- Thai: ตุ๊ดตู่กู้ชาติ
- Directed by: M Mass Team
- Written by: Poj Arnon
- Produced by: Thanakorn Puriwekin M Mass 65
- Starring: Mum Jokmok; Kohtee Aramboy; Tik Klinsee; Jim Chuanchuen; Nongbew Kawkong; Yong Armchair; Aukkarat Jittasiri; Rangsan Panyaruen; Arnon Saisangchan;
- Cinematography: Arnon Chunprasert Panya Nimcharoenpong
- Edited by: Muanfun Uppatham
- Music by: Giant Wave
- Production company: Film Guru
- Distributed by: M Pictures
- Release date: May 24, 2018;
- Running time: 127 minutes
- Country: Thailand
- Languages: Thai Burmese

= The Last Heroes =

The Last Heroes (ตุ๊ดตู่กู้ชาติ or Toot Too Ku Chart, literally: "national liberation ladyboys") is a 2018 Thai action comedy film directed by M Mass Team (pseudonym of Poj Arnon). It is a spoof of the Bang Rajan in 2000.

==Storyline==
A group of kathoey (Thai transgender) volunteers to spy in an enemy's city.
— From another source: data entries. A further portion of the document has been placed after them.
PR #3072, opened 2019-09-05
Propagate validator lists (VLs or UNLs) over the peer network:

### LINKED ISSUE #2953: Allow validator list propagation over the peer network
Any time a Server downloads or receives a validator list, it should broadcast a message reporting the contents of the validator list to all of its immediately connected peers, except those which have recently sent the same list to the Server.

The message should NOT be flooded throughout the peer network; just to a server's immediate peers. Optionally, servers could track (on an ephemeral per-connection basis) which sequence number a particular peer has and avoid sending the notification to servers known to have that list already. 

Additionally, the Server should save the updated validator list into its local data directory with a file name like: `unl.<publickey>`. On startup, the Server should read that file, validate it, and use it as its starting validator list.

Finally, the Server should send all of its trusted validator lists to new peers when they first connect.

Replaces Jira issue RIPD-1673.

ximinez:
* Whenever a node downloads a new VL, send it to all peers that
  haven't already sent or received it. It also saves it to the
  database_dir as a Json text file named "cache." plus the public key of
  the list signer. Any files that exist for public keys provided in
  [validator_list_keys] will be loaded and processed if any download
  from [validator_list_sites] fails or no [validator_list_sites] are
  configured.
* Whenever a node receives a broadcast VL message, it treats it as if
  it had downloaded it on it's own, broadcasting to other peers as
  described above.
* Because nodes normally download the VL once every 5 minutes, a single
  node downloading a VL with an updated sequence number could
  potentially propagate across a large part of a well-connected network
  before any other nodes attempt to download, decreasing the amount of
  time that different parts of the network are using different VLs.
* Broadcast all of our current valid VLs to new peers on connection.
  This is probably the "noisiest" part of this change, but will give
  poorly connected or poorly networked nodes the best chance of syncing
  quickly. Nodes which have no http(s) access configured or available
  can get a VL with no extra effort.
* Requests on the peer port to the /vl/<pubkey> endpoint will return
  that VL in the same JSON format as is used to download now, IF the
  node trusts and has a valid instance of that VL.
* Resolves #2953


MarkusTeufelberger:
How hard/easy is it to spam the network with a few GB/TB of validly signed VLs?

nbougalis:
>How hard/easy is it to spam the network with a few GB/TB of validly signed VLs?

This is a great question that underlies an important concern. The answer is "_**Not very**_".

First, a server will only ever relay lists from publishers that they trust, meaning that someone can't just generate a million keypairs and use them to sign and "publish" a million lists.

Second, the server will only ever relay the *latest* list from a trusted publisher. So, if someone just sends old lists with a sequence number earlier than what the server considers to be "current" they won't be relayed. 

I believe that these two safeguards make this feature unsuitable for spamming.

MarkusTeufelberger:
A widely trusted VL publisher can attack the network that way though, right? Just by publishing a huge number of lists instead of actively malicioulsly publishing a list that grants them full control over the network.

There might be legitimate use cases to publish a new list every ledger close for an automated VL provider (e.g. to know that the provider is still active and that it also is actively moitoring the network by including the latest ledger hash as extra data in the list). Also these lists can grow relatively large.
Probably still not enough to cause issues or to overwhelm a network link though.

Just to be clear: As I understand it, a server can receive lots of VLs from different issuers in lots of versions, but will only relay a single one (the most recent VL of the issuer it trusts) to its peers?

This leaks private information (which VL is trusted by a server) and makes it very hard to even have a second VL provider in the same network using this mechanism, since they can only get propagated via direct connections instead of hopping over peers. I also have concerns around leaking private in-cluster VLs (if one operates several servers, but wants to retain control over their UNL, the best way currently is to set up a private VL for that cluster and have the cluster members trust it). Just turning off the endpoint doesn't seem to be enough to stop this information (if a VL is trusted and if yes: which exact version by which provider) from leaking right after connecting to a server.

ximinez:
> > How hard/easy is it to spam the network with a few GB/TB of validly signed VLs?
> [...]
> I believe that these two safeguards make this functionality unsuitable for spamming.

There are additional protections at the individual node level. The big one is that `PeerImp::onMessage (std::shared_ptr <protocol::TMValidatorList> const& m)` will charge the peer a higher fee if the processing result is anything other than `accepted` (which means it's new, valid, and trusted). A normal peer won't have any problem with this extra fee, but one that is behaving badly will get booted pretty quickly. Each node also tracks what it's already sent to its peers so that it should never send the same VL more than once to the same peer.

ximinez:
> A widely trusted VL publisher can attack the network that way though, right? Just by publishing a huge number of lists instead of actively malicioulsly publishing a list that grants them full control over the network.

Are you talking about a scenario where the publisher creates a valid list, pushes it out through its node, then immediately creates another list, over and over?  I believe that would quickly lead that publisher losing trust. If enough nodes stop trusting the publisher the damage may be contained, since those nodes will not relay. I also think the standard peer fee may kick the "source" node out eventually if the flooding is fast enough. I can see it being worthwhile to increase the peer fee for "success" to mitigate this scenario, too.

Finally, as you mention yourself, there are a lot more effective ways for a trusted VL publisher to attack and damage the network.

That said, I could see value in some kind of outgoing rate limit for well-behaved peers so that they won't relay for a publisher if they've relayed too recently.

> Just to be clear: As I understand it, a server can receive lots of VLs from different issuers in lots of versions, but will only relay a single one (the most recent VL of the issuer it trusts) to its peers?

Mostly correct. If a server trusts more than one VL, it will relay the most recent VL of all the issuers it trusts. But that's splitting hairs.

> This leaks private information (which VL is trusted by a server) and makes it very hard to even have a second VL provider in the same network using this mechanism, since they can only get propagated via direct connections instead of hopping over peers. I also have concerns around leaking private in-cluster VLs (if one operates several servers, but wants to retain control over their UNL, the best way currently is to set up a private VL for that cluster and have the cluster members trust it). Just turning off the endpoint doesn't seem to be enough to stop this information (if a VL is trusted and if yes: which exact version by which provider) from leaking right after connecting to a server.

I could see value in a configuration option to disable sending VLs to peers if someone is concerned about their trust map or a private VL. I suspect a small minority of servers will use it, but even if it is popular, I bet having public hubs and other well-connect nodes doing the broadcast may be sufficient to keep the network healthy.

MarkusTeufelberger:
> Are you talking about a scenario where the publisher creates a valid list, pushes it out through its node, then immediately creates another list, over and over? I believe that would quickly lead that publisher losing trust.

I already described a valid (and maybe useful?) use case: Publish a VL for every closed ledger.

Anyways, all in all it only would allow someone to shoot themselves into the foot, but others would just drop connections after a while if that node tries to send a few gigabytes of VLs upon connection and not propagate them.

This still leaves my concern about VL centralization - how does this scheme act in the presence of several widely trusted VL publishers? After all, validations themselves are always forwarded (up to traffic limits etc.) - maybe recent VLs that have x% overlap (80%? 90%?) with a server's UNL also should be forwarded, even if they are not trusted?

nbougalis:
>Just to be clear: As I understand it, a server can receive lots of VLs from different issuers in lots of versions, but will only relay a single one (the most recent VL of the issuer it trusts) to its peers?

Correct: a server can receive lots of VLs from different issuers and multiple VLs from the same issuer but it will only ever forward the "most recent" VL from publishers that it trusts.

>This leaks private information (which VL is trusted by a server)

To be honest, I don't know that I consider that "private information" though, of course, your mileage may vary and that's just fine.

>I already described a valid (and maybe useful?) use case: Publish a VL for every closed ledger.

I find that scenario "broken" personally, but that's another topic entirely. A UNL publisher can already sorta-kinda do that: publish a list that expires 5 seconds into the future, thus forcing anyone that's trusting them to keep connecting to them to retrieve the list. 

>This still leaves my concern about VL centralization - how does this scheme act in the presence of several widely trusted VL publishers? 

It makes no real difference, as far as I can tell. It can cause a slight, bounded increase in the bandwidth used by the overlay, but it offers a _critical_ service to other servers in return and removes a potential point of centralization (a web server).

If the bandwidth concerns are significant, we could always flip the model on its head by implementing a "request" model ("Hey, I'm looking for the UNL signed by `ED2677ABFFD1B33AC6FBC3062B71F1E8397C1505E1C42C64D11AD1B28FF73F4734`. Do you have it?") which can be rate limited.

In that case, servers could simply opt to cache and serve UNLs from publishers they don't trust as well.

>After all, validations themselves are always forwarded (up to traffic limits etc.) - maybe recent VLs that have x% overlap (80%? 90%?) with a server's UNL also should be forwarded, even if they are not trusted?

A server only forwards validations from _trusted_ validators; validations from untrusted validators aren't regularly forwarded. We can have a discussion on if and how untrusted validations should be forwarded but this PR isn't the right place for that.

MarkusTeufelberger:
I think the request model might be better (in all cases except the first time this data is not needed anyways when connecting to a server), or a hybrid approach where servers only send the VL(s) + sequence number(s) they currently would offer instead of the full data all the time so it is easier to choose from where to request the latest one.

By the way, since this changes the p2p protocol by adding a message type, should this change to `RTXP/1.3` or `XRPL/2.1`?

ximinez:
> I already described a valid (and maybe useful?) use case: Publish a VL for every closed ledger.

I'm not sure that's a particularly _useful_ use case, but even if someone did want to implement this, publishing a new VL every 3-4 seconds is not as bad as what I thought you were talking about, which is a scenario of many VLs per second. Even so, for that to be a problem, the publisher would have to be pretty widely trusted - else the VLs aren't going to propagate very far - and the way I see it, if such a publisher _is_ widely trusted, then that's a significant chunk of the network saying that such behavior is desirable.

ximinez:
> I think the request model might be better (in all cases except the first time this data is not needed anyways when connecting to a server), or a hybrid approach where servers only send the VL(s) + sequence number(s) they currently would offer instead of the full data all the time so it is easier to choose from where to request the latest one.

One advantage of the push model is that VLs can potentially propagate as soon as they're updated and the first node grabs a copy.  Also, the `/vl/` endpoint implementation gives an out-of-protocol request model option for poorly connected nodes or publishers. It's not perfect, since you'd have to ask a specific node, obviously, but it's an option...

> By the way, since this changes the p2p protocol by adding a message type, should this change to `RTXP/1.3` or `XRPL/2.1`?

I don't _think_ so, since the behavior is backward compatible in the sense that any node receiving a VL that doesn't know about this message will just ignore it.

MarkusTeufelberger:
> One advantage of the push model is that VLs can potentially propagate as soon as they're updated and the first node grabs a copy.

This could also happen in the pull scenario by notifying peers about a new VL (unless VL versions are communicated only in the handshake) once a new one is detected.

> the behavior is backward compatible in the sense that any node receiving a VL that doesn't know about this message will just ignore it.

If it runs `rippled`, not so sure about re-implementations. Could there be even more message types added with the same protocol version? How does one distinguish between nodes that advertise the same protocol version, but can understand different message types?

PS: I'd really love to have an option to store VL versions semi-permanently, and as I already wrote in the Issue for this PR: Why are they not added to a database but dumped as JSON? If they got stored in e.g. `wallet.db`, they could be indexed by pubkey and sequence number...

nbougalis:
>PS: I'd really love to have an option to store VL versions semi-permanently, and as I already wrote in the Issue for this PR: Why are they not added to a database but dumped as JSON? If they got stored in e.g. wallet.db, they could be indexed by pubkey and sequence number...

I think that's a neat option for anyone interested in maintaining a "historical UNL" archive, but I'm not sure that there's much of a benefit in coding this functionality inside `rippled`. I think that such an archiving tool is pretty trivial to script.

What do you believe are the advantages of having this functionality _inside_ `rippled`?

nbougalis:
>>By the way, since this changes the p2p protocol by adding a message type, should this change to RTXP/1.3 or XRPL/2.1?
>I don't think so, since the behavior is backward compatible in the sense that any node receiving a VL that doesn't know about this message will just ignore it.

While you're right that a peer that receives this message will ignore it, I think that it's a good habit for us to get into the "bump up" the wire protocol version when changes are made to the wire protocol.

I don't think any changes are needed _now_, but if this goes in _after_ #3049, then we maybe want to gate this as an `XRPL/2.0` feature.

src/ripple/app/main/Application.cpp
```diff
@@ -1448,10 +1457,43 @@ bool ApplicationImp::setup()
...
     //             if (!config_.standalone())
-    m_overlay = make_Overlay (*this, setup_Overlay(*config_), *m_jobQueue,
+    overlay_ = make_Overlay (*this, setup_Overlay(*config_), *m_jobQueue,
         *serverHandler_, *m_resourceManager, *m_resolver, get_io_service(),
         *config_);
-    add (*m_overlay); // add to PropertyStream
+    add (*overlay_); // add to PropertyStream
+
+    validators_->setMessageCallback(
+        [&](uint256 const& hash,
```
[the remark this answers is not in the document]
ximinez: Rewritten to use local variables, and to get rid of the callbacks entirely.

src/ripple/app/main/Application.cpp
```diff
@@ -1448,10 +1457,43 @@ bool ApplicationImp::setup()
...
+        assert(overlay_);
+        assert(hashRouter_);
+        auto const toSkip = hashRouter_->shouldRelay(hash);
+
+        if (toSkip)
+        {
+            overlay_->foreach_mutable(send_and_modify_if_not(
+                std::make_shared<Message>(msg, protocol::mtVALIDATORLIST),
+                peer_in_set_or_condition(*toSkip,
+                    [&](std::shared_ptr<Peer> const& peer) {
```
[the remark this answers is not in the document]
ximinez: Done.

src/ripple/app/misc/ValidatorList.h
```diff
@@ -123,11 +129,27 @@ class ValidatorList
...
     TimeKeeper& timeKeeper_;
+    // Typically, the Overlay and ValidatorSite objects haven't been created
+    // when this object is created, so references to them can't be provided
+    // to the ctor. Instead, the creator will provide these callback functions
+    // to do the appropriate work when necessary.
+    std::function<void(uint256 const& hash,
+        protocol::TMValidatorList const& msg,
+        PublicKey const& publisherKey,
+        size_t sequence)> sendMessage_;
+    std::function<void(std::vector<std::string> const& sites)>
```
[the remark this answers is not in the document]
ximinez: Inspired by this comment, I completely removed the callbacks.

src/ripple/app/misc/impl/ValidatorList.cpp
```diff
@@ -190,33 +196,88 @@ ValidatorList::load (
...
+ValidatorList::PublisherListStats
+ValidatorList::applyListAndBroadcast(
+    std::string const& manifest,
+    std::string const& blob,
+    std::string const& signature,
+    std::uint32_t version,
+    std::string siteUri,
+    uint256 const& hash)
+{
+    auto const result = applyList(manifest, blob, signature,
```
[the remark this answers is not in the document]
ximinez: Done.

src/ripple/app/misc/ValidatorList.h
```diff
@@ -147,16 +169,45 @@ class ValidatorList
...
     ~ValidatorList () = default;
 
+    /** Describes the result of processing a Validator List (UNL),
+    including some of the information from the list which can
+    be used by the caller to know which list publisher is
+    involved.
+    */
+    struct PublisherListStats
+    {
+        explicit PublisherListStats(ListDisposition d)
```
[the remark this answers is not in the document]
ximinez: Yeah, that makes sense. Done.

src/ripple/app/misc/impl/ValidatorList.cpp
```diff
@@ -309,7 +370,101 @@ ValidatorList::applyList (
...
+                JLOG(j_.error()) <<
+                    "Problem writing " <<
+                    filename <<
+                    " " <<
+                    ec.value() <<
+                    ": " <<
+                    ec.message();
+            }
+        }
+        catch (std::exception const& e)
```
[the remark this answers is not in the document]
ximinez: You're right. I simply forgot that `ofstream` doesn't throw by default.

src/ripple/app/misc/impl/ValidatorList.cpp
```diff
@@ -309,7 +370,101 @@ ValidatorList::applyList (
         }
     }
 
-    return ListDisposition::accepted;
+    // Cache the validator list in a file
+    if (!dataPath_.empty())
```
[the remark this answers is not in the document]
ximinez: Done.

src/ripple/app/misc/impl/ValidatorList.cpp
```diff
@@ -309,7 +370,101 @@ ValidatorList::applyList (
...
+        boost::system::error_code ec;
+
+        if (publisher.available)
+            continue;
+
+        boost::filesystem::path const filename{
+            dataPath_ / (filePrefix_ + strHex(pubKey)) };
+
+        auto const fullPath{ canonical(filename, ec) };
+        if (!ec)
```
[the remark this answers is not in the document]
ximinez: Yeah, make sense. Done.

src/ripple/app/misc/impl/ValidatorList.cpp
```diff
@@ -309,7 +370,101 @@ ValidatorList::applyList (
...
+                    return "file://";
+                }
+#endif
+            }();
+            sites.emplace_back(prefix + fullPath.string());
+        }
+    }
+
+    // Then let the ValidatorSites do the rest of the work.
+    if (!sites.empty() && loadValidatorSites_)
```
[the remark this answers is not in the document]
ximinez: Done.

src/ripple/app/main/Application.cpp
```diff
@@ -571,6 +573,12 @@ class ApplicationImp
         m_nodeStoreScheduler.setJobQueue (*m_jobQueue);
 
         add (m_ledgerMaster->getPropertySource ());
+
+        validators_->setLoadSitesCallback(
+            [&](std::vector<std::string> const& sites) {
```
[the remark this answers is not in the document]
ximinez: No longer relevant

src/ripple/app/main/Application.cpp
```diff
@@ -1448,10 +1457,43 @@ bool ApplicationImp::setup()
...
         *config_);
-    add (*m_overlay); // add to PropertyStream
+    add (*overlay_); // add to PropertyStream
+
+    validators_->setMessageCallback(
+        [&](uint256 const& hash,
+            protocol::TMValidatorList const& msg,
+            PublicKey const& publisherKey,
+            size_t sequence) {
+        assert(overlay_);
```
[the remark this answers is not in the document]
ximinez: No longer relevant

ximinez:
I'm making this PR a dependent of #3049 so I don't have to reinvent the wheel with the protocol change. As of this moment, all I've done is rebase on @nbougalis 's branch and fix conflicts. I'll be adding the `XRPL/2.1`, soon, and checking that peers support that version before sending UNLs.

wilsonianb:
fwiw here's an ancient discussion of forwarding lists: https://github.com/ripple/rippled/pull/1842#issuecomment-248759417
with bonus code changes: https://github.com/wilsonianb/rippled/commit/0da3b99b8940428fb6653cf511790ce634eaf975

ximinez:
@wilsonianb Thanks for the pointer. I read over the discussion and code changes and other than a little bit of "I could have saved a chunk of time if I had seen this sooner", I don't see any fundamental / breaking differences between the two implementations. If I missed anything, I'd be happy to look closer.

ximinez:
Squashed and rebased on to 1.5.0-b1 to resolve conflicts.

src/ripple/app/misc/impl/ValidatorList.cpp
```diff
@@ -191,33 +200,164 @@ ValidatorList::load (
...
+                    // Don't send it next time.
+                    hashRouter.addSuppressionPeer(
+                        hash, peer->id());
+                    peer->setPublisherListSequence(
+                        publisherKey, sequence);
+                };
+            overlay.foreach_mutable(send_and_modify_if_not(
+                std::make_shared<Message>(msg, protocol::mtVALIDATORLIST),
+                peer_in_set_or_condition(*toSkip, peerNoSendCondition),
+                peerupdate));
```
thejohnfreeman: I noticed there was some previous conversation that led you to remove some callbacks elsewhere. Can we remove these too? `foreach_mutable`, which you added, just calls `getActivePeers`, which is a public method. Then we can get rid of the non-lambda function objects that end up splitting the body of this loop across several files with lots of distracting boilerplate cluttered around the juicy bits.

src/ripple/overlay/predicates.h
```diff
@@ -106,6 +106,45 @@ send_if_not_pred<Predicate> send_if_not (
...
+
+/** Helper function to aid in type deduction */
+template <typename Predicate, typename Update>
+send_and_modify_if_not_pred<Predicate, Update> send_and_modify_if_not (
+    std::shared_ptr<Message> const& m,
+    Predicate const &f,
+    Update const& u)
+{
+    return send_and_modify_if_not_pred<Predicate, Update>(m, f, u);
+}
```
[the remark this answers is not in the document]
thejohnfreeman: (but please see my later comment about removing this file entirely)

src/ripple/app/misc/impl/ValidatorList.cpp
ximinez: Nice catch. I got caught up in the copypasta, and didn't even think to check the visibility of `getActivePeers`.

src/ripple/overlay/predicates.h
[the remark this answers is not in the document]
ximinez: Removing this file might be a good idea, but I think it's out of the scope of this PR. However, I was able to remove all of the stuff that I added in this file.

src/ripple/overlay/impl/PeerImp.h
```diff
@@ -342,6 +345,29 @@ class PeerImp
...
+    supportsProtocolVersion(const char* target)
+    const override;
+
+    boost::optional<std::size_t>
+    publisherListSequence(PublicKey const& pubKey) const override
+    {
+        std::lock_guard<std::mutex> sl(recentLock_);
+
+        if (publisherListSequences_.count(pubKey))
+            return publisherListSequences_.at(pubKey);
```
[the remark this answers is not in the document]
ximinez: Fixed

src/ripple/overlay/predicates.h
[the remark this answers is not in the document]
thejohnfreeman: Oops, that's what I meant. I mistakenly thought this file was entirely new.

src/ripple/app/misc/impl/ValidatorList.cpp
```diff
@@ -191,33 +199,159 @@ ValidatorList::load (
...
+{
+    return dataPath_ / (filePrefix_ + strHex(pubKey));
+}
+
+void
+ValidatorList::CacheValidatorFile(PublicKey const& pubKey,
+    PublisherList const& publisher)
+{
+    if (!dataPath_.empty())
+    {
```
thejohnfreeman: I'm a fan of early return here, to reduce nesting for the rest of the block and let the reader know there is no (non-trivial) else-branch.

ximinez:
@thejohnfreeman I made the trivial change to do the early return, but went ahead and marked the PR as passed anyway.

src/ripple/overlay/impl/TrafficCount.h
```diff
@@ -187,6 +188,7 @@ class TrafficCount
         { "overhead: manifest" },                                 // category::manifests
         { "transactions" },                                       // category::transaction
         { "proposals" },                                          // category::proposal
+        { "validator lists" },                                    // category::validatorlist
```
nbougalis: This particular change breaks #3179. It's worth considering whether that needs to be fixed _there_ or here (although considering that it's already included in the proposed **1.5.0-b2** PR #3199, the fix will likely have to come in a separate PR and be coordinated with this).

src/ripple/overlay/impl/PeerImp.cpp
```diff
@@ -803,6 +817,36 @@ PeerImp::doProtocolStart()
 {
     onReadMessage(error_code(), 0);
 
+    // Send all the validator lists that have been loaded
+    if (supportsProtocolVersion("XRPL/2.1") )
```
nbougalis: I don't quite like this; it requires manual parsing of a string for no real reason. It could simply boil down to:

```if (protocol_ >= make_protocol(2,1))```

File: src/ripple/overlay/impl/PeerImp.cpp [hunk 18]
```diff
@@ -1965,6 +2009,134 @@ PeerImp::onMessage (std::shared_ptr <protocol::TMHaveTransactionSet> const& m)
...
+            // Charging this fee here won't hurt the peer in the normal
+            // course of operation (ie. refresh every 5 minutes), but
+            // will add up if the peer is misbehaving.
+            fee_ = Resource::feeUnwantedData;
+            break;
+        case ListDisposition::invalid:
+            JLOG (p_journal_.warn()) <<
+                "Invalid validator list from peer " << remote_address_;
+            // This shouldn't ever happen with a well-behaved peer
+            fee_ = Resource::feeInvalidSignature;
```
nbougalis: I think that this warrants disconnecting the peer on the spot. Rationale: the peer has _already_ sent us invalid data; what's the point of giving it a chance to send us more invalid data?

src/ripple/overlay/impl/PeerImp.cpp
```diff
@@ -1965,6 +2009,134 @@ PeerImp::onMessage (std::shared_ptr <protocol::TMHaveTransactionSet> const& m)
...
+        case ListDisposition::unsupported_version:
+            JLOG (p_journal_.warn()) <<
+                "Unsupported version validator list from peer " <<
+                remote_address_;
+            // During a version transition, this may be legitimate.
+            // If it happens frequently, that's probably bad.
+            fee_ = Resource::feeBadData;
+            break;
+        default:
+            BOOST_ASSERT(false);
```
nbougalis: Is there a point in using `BOOST_ASSERT` instead of good ole' `std::assert`?

src/ripple/overlay/impl/PeerImp.cpp
```diff
@@ -1965,6 +2009,134 @@ PeerImp::onMessage (std::shared_ptr <protocol::TMHaveTransactionSet> const& m)
...
+        switch (disp)
+        {
+        case ListDisposition::accepted:
+            JLOG (p_journal_.debug()) <<
+                "Applied new validator list from peer " << remote_address_;
+            {
+                // if the remote node uses any of the same lists
+                // as this node, treat it as sane.
+                auto expected = Sanity::unknown;
+                sanity_.compare_exchange_strong(expected, Sanity::sane);
```
nbougalis: I'm not sure I agree that we should treat such peers as sane. Sanity implies _more_.

src/ripple/overlay/impl/PeerImp.cpp
```diff
@@ -405,6 +405,20 @@ PeerImp::json()
...
+PeerImp::supportsProtocolVersion(const char* target) const
+{
+    auto const goal = parseProtocolVersions(target);
+    // The values are passed in as hard-coded strings. Make sure that
+    // string represents a single, valid supported version.
+    assert(goal.size() == 1 &&
+        negotiateProtocolVersion(goal));
+
+    return goal.size() == 1 &&
+        protocol_ >= goal.front();
```
nbougalis: I'm not quite sure I like this.

First, just because feature X is supported with `XRPL/2.1` doesn't mean it's supported on version `XRPL/2.2` or later. Second, the API is messy. It requires me (as the prorammer) to keep mental track of which features are supported with each version. This can and will quickly become unwieldy.

I do believe this functionality is good to have, but I propose a different way of accessing it:

```
enum class ProtocolFeature
{
    ValidatorListPropagation = 1,
    SomethingElse = 2,
};

bool PeerImp::supportsFeature(ProtocolFeature f)
{
    switch (f)
    {
    case ProtocolFeature::ValidatorListPropagation: 
        return protocol_ >= make_protocol(2, 1);
    case ProtocolFeature::SomethingElse:
        return protocol >= make_protocol(2, 0) && protocol < make_protocol(3,1);
    }
    return false;
}
```

If we felt like it (and I don't think we need to go the extra mile) with a little more work and the help of `constexpr` we could do a little better, and reduce this to an array index and/or map lookup.

src/ripple/overlay/impl/OverlayImpl.cpp
```diff
@@ -1036,6 +1036,64 @@ OverlayImpl::processRequest (http_request_type const& req,
...
 
+bool
+OverlayImpl::processValidatorList (http_request_type const& req,
+    Handoff& handoff)
+{
+    // If the target is in the form "/vl/<validator_list_public_key>",
+    // return the most recent validator list for that key.
+    // "unl" can be used as an alias for "vl", but this usage is discouraged
+    if ((!req.target().starts_with("/vl/") &&
+            !req.target().starts_with("/unl/")) ||
```
nbougalis: I wouldn't allow `/unl/` at all. No point to provide a moniker but "discourage" it's use (i.e. make it "deprecated") in the initial version of an API.

src/ripple/basics/StringUtilities.h
```diff
@@ -63,7 +64,59 @@ inline static std::string sqlEscape (Blob const& vecSrc)
 
 uint64_t uintFromHex (std::string const& strSrc);
 
-boost::optional<Blob> strUnHex (std::string const& strSrc);
+template<class iter_t>
```
nbougalis: Suggest: `template <class Iterator>` to follow our usual practice.

ximinez:
@nbougalis That's some good feedback. I removed the "Passed" label and will work on addressing them.

src/ripple/overlay/impl/TrafficCount.h
ximinez: I'm fine with waiting until b2 is pushed, and then resolving conflicts, but I'm looking at #3179, and I don't see how this breaks it. What am I missing?

src/ripple/overlay/impl/PeerImp.cpp
ximinez: Agreed. Not sure why I thought this was a good idea...

src/ripple/overlay/impl/PeerImp.cpp
ximinez: By that logic, shouldn't we drop the connection (almost?) everywhere we charge `feeInvalidSignature`? If that's the case, why not change that cost from 1000 to 3000?

src/ripple/overlay/impl/TrafficCount.h
nbougalis: It passes the metrics as one large array and _implicitly_ relies on ordering to know what's what.  This breaks because you've inserted something in the middle of the array.

With that said, it's #3179 that's, ultimately, the problem: it has an extremely fragile implementation and you just happened to the unlucky one to break it. So this needs to be fixed there.

src/ripple/overlay/impl/PeerImp.cpp
nbougalis: You're right that in some of those cases, dropping would be appropriate. It's nothing urgent, we can leave it as is now, and then decide how we want to tackle this (i.e. charge vs. drop) across the board in a subsequent PR.

src/ripple/overlay/impl/PeerImp.cpp
ximinez: Nope. Fixed.

src/ripple/overlay/impl/PeerImp.cpp
ximinez: That's fair.

src/ripple/overlay/impl/PeerImp.cpp
ximinez: I like this a lot better, too. I'll make the change.

src/ripple/overlay/impl/OverlayImpl.cpp
ximinez: Good point. Fixed.

src/ripple/overlay/impl/TrafficCount.h
ximinez: It looks like #3179 got pulled from b2, so I guess this isn't as pressing. It would be easy enough to move the new item to the end of the list, but is it necessary, or should I just leave it be and let #3179 get fixed?

src/ripple/overlay/impl/PeerImp.cpp
```diff
@@ -2014,7 +2011,7 @@ PeerImp::onMessage (std::shared_ptr <protocol::TMValidatorList> const& m)
 {
     try
     {
-        assert(supportsProtocolVersion("XRPL/2.1"));
+        assert(supportsFeature(ProtocolFeature::ValidatorListPropagation));
```
nbougalis: This is a fine check to have, but I'd turn it into this:

    if (!supportsFeature(ProtocolFeature::ValidatorListPropagation))
        return;

Rationale: as is, the `assert` would allow a remote server to crash a server running this changeset with asserts enabled just by sending an unexpected message.

src/ripple/overlay/impl/ProtocolVersion.h
```diff
@@ -37,6 +37,7 @@ namespace ripple {
 using ProtocolVersion = std::pair<std::uint16_t, std::uint16_t>;
 
 inline
+constexpr
```
nbougalis: :tada:

src/ripple/overlay/impl/PeerImp.cpp
ximinez: Good catch. Fixed, including charging a fee for the unwanted data.

ximinez:
Rebased on to 1.5.0-b3 and resolved conflicts.

ximinez:
Squashed and rebased on to 1.5.0-b4.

To protect their homeland, village, family and friends, they have to find out the date that the enemy will attack.

==Cast==
- Mum Jokmok as Faeng
- Kohtee Aramboy as Duen
- Tik Klinsee as Hom
- Jim Chuanchuen as Gon
- Nongbew Kawkong as Soi
- Yong Armchair as Krai
- Aukkarat Jittasiri as Boonthung
- Rangsan Panyaruen (Songkran The Voice) as Saeng
- Nappon Gomarachun as Anawrahta
- Arnon Saisangchan (Pu Black Head) as Yasodravati general

==Music==
===Original soundtrack===
- "Toot Too Ku Chart" (ตุ๊ดตู่กู้ชาติ; "The Last Heroes"), ending theme by Tachaya "Keng" Prathumwan
- "La Rak" (ลารัก; "Farewell Love") by Thanasit "Ton" Jaturaput
- "Sang Chan" (แสงจันทร์; "Moonlight") by Pu Black Head
  - Original version by Maleehuana
- "Duen Pen" (เดือนเพ็ญ; "Full Moon") by Jennifer Kim
  - Lyrics by Asanee Poljantra
- "Trab Sin Lom Hai Jai" (ตราบสิ้นลมหายใจ; "Until The Breath Ends") by Yong Armchair

==Production==
It took two years to create. The main filming location is Kanchanaburi.